Needle in a haystackA major problem with embedded software today is one of scale, says Thomas Cantrell, now software development manager at Amazon Web Services, who studied the issue while technical marketing manager at Green Hills Software last year. Although low-end sensor modules will often use less than 100KB of code, the gateways and routers they talk to can demand megabytes for the Linux operating systems many of them now run. Using data of updates collected over five years for vulnerabilities found in software developed for Internet applications, the average number of discovered security defects hovered around 0.05 per thousand lines of code.
A recent build of Yocto – a Linux distribution developed specifically for embedded systems – contained 33 million lines of C source code, Cantrell says, plus 3 million lines of assembler and scripts. An IoT gateway device might use a stripped-down subset of that code base. But even with a device built using a subset of 10 million lines of source code, Cantrell says analysis of known error rates indicates some 500 vulnerabilities would be found within five years.
To try to limit the possible damage, the idea of a gateway wrapped around a root of trust provides a powerful design technique if used wisely. It lets developers focus maximum effort on critical functions without having to worry so much about errors in less important software compromising everything. Virtualisation makes it possible to put almost all the software in a system into a sandbox. Only a hypervisor has access to everything in the processor and its associated memory and I/O and every transaction that tries to access low-level hardware has to go through the hypervisor.
In principle, being much smaller than a Linux install, the hypervisor code can be scrutinised for security holes more readily. Green Hills, for example, put its Integrity hypervisor kernel through certification to EAL6+ at the National Information Assurance Partnership (NIAP). The highest level possible is EAL7, which requires the entire software build be verified mathematically. Fox-IT’s DataDiode, which guarantees one-way communication into secure networks, is one of the very few pieces of software to be verified to EAL7.
The problem for the hypervisor is to determine that it runs on trusted hardware itself and has not been installed inside someone else’s sandbox so that they can perform a man-in-the-middle attack. The Trusted Processing Module for PCs and SIM cards can provide those functions but ARM and Imagination Technologies are introducing secure modes for their processor cores that allow the creation of a root of trust without having to rely on dedicated crypto-controllers. ARM, for example, intends to put its Trustzone-M protections into future versions of the Cortex-M series of microcontrollers.
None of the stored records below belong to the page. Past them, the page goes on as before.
PR #143, opened 2018-10-25
Added PPG schemas

blootsvoets:
Schemas for a new plugin (https://github.com/rate-af/radar-android-ppg/tree/radar-plugin) to measure PPG using a phone camera. This is actively going to be used in BigData@Heart/RATE-AF but seems useful as a general RADAR plugin.

### DIFF
--- a/specifications/passive/rateaf_ppg-1.0.0.yml
+++ b/specifications/passive/rateaf_ppg-1.0.0.yml
@@ -1,0 +1,17 @@
+#====================================== Android Phone Sensors =====================================#
+vendor: RATE-AF
+model: PPG
+version: 0.1.0
+data:
+  #Phone sensors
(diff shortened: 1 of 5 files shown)


specifications/passive/rateaf_ppg-1.0.0.yml
```diff
@@ -0,0 +1,17 @@
+#====================================== Android Phone Sensors =====================================#
+vendor: RATE-AF
+model: PPG
+version: 0.1.0
```
yatharthranjan: 1.0.0 ?

blootsvoets:
The Samsung Sp02 measurement indeed internally probably uses a similar measure. I suggest that if we write a plugin for that, it will be separate from this one.

PR #150, opened 2018-11-13
WIP: Add Fitbit activity log records

blootsvoets:


commons/connector/fitbit/fitbit_activity_heart_rate.avsc
```diff
@@ -0,0 +1,18 @@
+{
+  "namespace": "org.radarcns.connector.fitbit",
+  "name": "FitbitActivityHeartRate",
+  "type": "record",
+  "doc": "Aggregate heart rate as measured over an activity. The heart rates are divided amongst so-called heart rate zones. A heart rate zone is a range of heart rates and it does not overlap with other heart rate zones. These zones are called, in order of increasing heart rate, 'Out of Range', 'Fat Burn', 'Cardio', and 'Peak'.",
```
afolarin: do we want to qualify these zones explicitly https://blog.fitbit.com/heart-rate-zones/? Even if they may change in the future the zones or bins.

afolarin: on second thoughts perhaps better left in Fitbit docs.

blootsvoets: Ah I already updated the docs, is the following ok?
> Aggregate heart rate as measured over an activity. The heart rates are divided amongst so-called heart rate zones. A heart rate zone is a range of heart rates and it does not overlap with other heart rate zones. These zones are called, in order of increasing heart rate, 'Out of Range', 'Fat Burn', 'Cardio', and 'Peak'. Fitbit uses the common formula of 220 minus your age to estimate your maximum heart rate. The 'Out of Range' zone has heart rates up to 50 percent of maximum heart rate, the 'Fat Burn' has heart rates up to 70 percent of maximum heart rate, 'Cardio' up to 85 percent of maximum heart rate and the 'Peak' range has heart rates higher than that.

blootsvoets:
Used in RADAR-base/RADAR-REST-Connector#13.

commons/connector/fitbit/fitbit_activity_log_record.avsc
```diff
@@ -0,0 +1,26 @@
...
+    {"name": "timeZoneOffset", "type": "int", "doc": "Time zone offset compared to UTC (s)."},
+    {"name": "timeLastModified", "type": "double", "doc": "Time when the record was last modified, time since the Unix Epoch (s)."},
+    {"name": "duration", "type": "float", "doc": "Duration of the activity (s)."},
+    {"name": "durationActive", "type": "float", "doc": "Duration of the part of the activity where the participant was active (s)."},
+    {"name": "id", "type": "long", "doc": "Activity log ID."},
+    {"name": "name", "type": ["null", "string"], "doc": "Activity name. Null if none or unknown.", "default": null},
+    {"name": "logType", "type": ["null", "string"], "doc": "Type of log, e.g. manual. Null if unknown.", "default": null},
+    {"name": "type", "type": "long", "doc": "Fitbit-generated ID of the type of activity."},
+    {"name": "source", "type": ["null", "FitbitSource"], "doc": "Source of the data. Null if unknown.", "default": null},
+    {"name": "manualDataEntry", "type": ["null", "FitbitManualDataEntry"], "doc": "Indicates what values of this record are entered manually. Null if unknown.", "default": null},
```
afolarin: is there some ambiguity between manualDataEntry=null, i.e. if it is supplied from the tracker ?

PR #160, opened 2019-01-24
Empatica spec

sboettcher:
Added the sensor_status topic to the empatica specification, without it the topic is not created by the radar-schemas-tools and the pRMT app won't send the data (throws unblocking exception).

I put it into a new patch version, wasn't sure if that is OK or if it should just be added to v1.0.0.


yatharthranjan:
Hi Sebastian,
For a new topic the version can be 1.X.0, so in this case 1.1.0. Otherwise looks good to me.

Thanks

PR #161, opened 2019-01-25
Add timeNotification to completion log

mpgxvii:


yatharthranjan:
Can we add attemptNumber too? If it is a planned feature?

mpgxvii:
Does that mean we have to store it as a property of each task?

PR #162, opened 2019-02-07
Validate that a conversion to Kafka will succeed

blootsvoets:
Related to RADAR-base/RADAR-HDFS-Sink-Connector#19, validate that all records in the repository can be converted to Confluent/Kafka Schema and back again.


java-sdk/radar-schemas-tools/src/main/java/org/radarcns/schema/validation/rules/RadarSchemaRules.java
```diff
@@ -201,6 +202,27 @@ public SchemaFieldRules getFieldRules() {
                 messageSchema("\"" + TIME_RECEIVED + "\" is allow only in PASSIVE schemas."));
     }
 
+    @Override
+    public Validator<Schema> validateAvroData() {
+        return schema -> {
+            AvroDataConfig avroConfig = new AvroDataConfig.Builder()
+                    .with("connect.meta.data", false)
+                    .with("schemas.cache.config", 10)
+                    .with("enhanced.avro.schema.support", true)
```
yatharthranjan: We can probably use constants from the AvroDataConfig class like `AvroDataConfig.CONNECT_META_DATA_CONFIG`.

PR #163, opened 2019-02-27
Update to Java 11, schema topic management, PMD update

blootsvoets:
Big update to facilitate further upgrading. The tools now depend on Java 11. This was needed for  some small features, but will keep images in line with future Java development.

Main new feature: it is now possible to back up the entire _schemas topic and to replace it with a correct one if it has become corrupted. This change was made to avoid corruptions as we encounter in RADAR-base once in a while. It is managed by 

This should be accompanied by an update to RADAR-Docker, where before the schema registry is started and schema registration is done, a `_schemas` topic check is done:
```
radar-schemas-tools schema-topic --ensure --brokers 3 --replication 3 -f schema-topic.json zookeeper-1:2181,zookeeper-2:2181,zookeeper-3:2181
```
Alternatively, there could be a script to bring all Avro-related services down and run this check. A regular backup using a timer should be made once the stack is running.


java-sdk/radar-schemas-tools/src/main/java/org/radarcns/schema/registration/SchemaTopicManager.java
```diff
@@ -0,0 +1,506 @@
...
+     * Read a backup from the _schemas topic and store it. This backup only includes the actual
+     * schemas, not configuration changes or NOOP messages.
+     * @param timeout time to wait for first schema records to become available.
+     * @throws SerializationException if a message in the topic cannot be read
+     * @throws ExecutionException if the topic configuration cannot be read
+     * @throws InterruptedException if the process was interrupted before finishing
+     * @throws RuntimeException storage failure or any other error.
+     * @throws IllegalStateException if this manager was not initialized
+     */
+    public void makeBackup(Duration timeout)
```
blootsvoets: FYI: entry point to make a backup

java-sdk/radar-schemas-tools/src/main/java/org/radarcns/schema/registration/SchemaTopicManager.java
```diff
@@ -0,0 +1,506 @@
...
+     * @param timeout time to wait for first schema records to become available.
+     * @throws SerializationException if a message in the topic cannot be read or written
+     * @throws ExecutionException if the topic configuration cannot be read or written
+     * @throws InterruptedException if the process was interrupted before finishing
+     * @throws RuntimeException storage failure or any other error.
+     * @throws IllegalStateException if this manager was not initialized or schema registry was
+     *                               running
+     * @throws KeeperException if no connection with Zookeeper could be made.
+     */
+    public void ensure(short replication, Duration timeout)
```
blootsvoets: FYI: entrypoint to check `_schemas` topic validity and replace it with a backup if needed.

java-sdk/radar-schemas-tools/src/main/java/org/radarcns/schema/registration/SchemaTopicManager.java
```diff
@@ -0,0 +1,506 @@
...
+
+    /**
+     * Restores the _schemas from backup.
+     * @throws RuntimeException storage failure or any other error.
+     * @throws ExecutionException if the topic configuration cannot be written
+     * @throws IllegalStateException if this manager was not initialized or if the
+     *                               schema registry is running.
+     * @throws KeeperException if no connection with Zookeeper could be made.
+     */
+    public void restoreBackup(short replication)
```
blootsvoets: FYI: entry point to completely restore a backup. This can only be called if the `_schemas` topic was deleted.

java-sdk/radar-schemas-tools/src/main/java/org/radarcns/schema/registration/SchemaTopicBackup.java
```diff
@@ -0,0 +1,214 @@
...
+    }
+
+    /**
+     * Put settings.
+     *
+     * @param settings Kafka topic config settings
+     */
+    public void putAll(@NotNull Map<? extends String, ? extends String> settings) {
+        this.settings.putAll(settings);
+        if (!Objects.equals(settings.get(CLEANUP_POLICY_CONFIG), CLEANUP_POLICY_COMPACT)) {
```
nivemaham: why do we force set this to `CLEANUP_POLICY_COMPACT`?

blootsvoets: Because if the cleanup policy is `DELETE`, data will be deleted after a set amount of time. With compact strategy, Kafka should not actively delete any data in the topic if it has a unique key.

Trustzone-M acts as a gateway within the processor, only allowing accesses to the secure side through known ports that should be well protected by code that checks for unexpected or illegal commands and which checks their provenance. Ultrasoc, which develops low-level debug technology for system-on-chip (SoC) devices, is adding circuitry that will detect and warn of breach attempts, working independently of the hypervisor.
“You still need secure hypervisors, MMUs and other protection mechanisms but we are saying the logic for debug and measurement can be used to give you an additional level of security,” says Rupert Baines, CEO of Ultrasoc. “You have the hardware locks; we are the burglar alarm.”
Even when the protection hardware is in place, companies have yet to learn to use it effectively. Rogers points to Tesla’s use of ARM processors that use the form of Trustzone developed to work in smartphones. But the developers made no use of the hardware features. “They have all these tools there but didn’t use them,” he complains.
“Things like this are the oxymorons of Tesla’s development process. They had designed in the elements of a secure system but somebody somewhere cut corners.”
If anyone is going to find where those corners have been cut, it will be the hacker.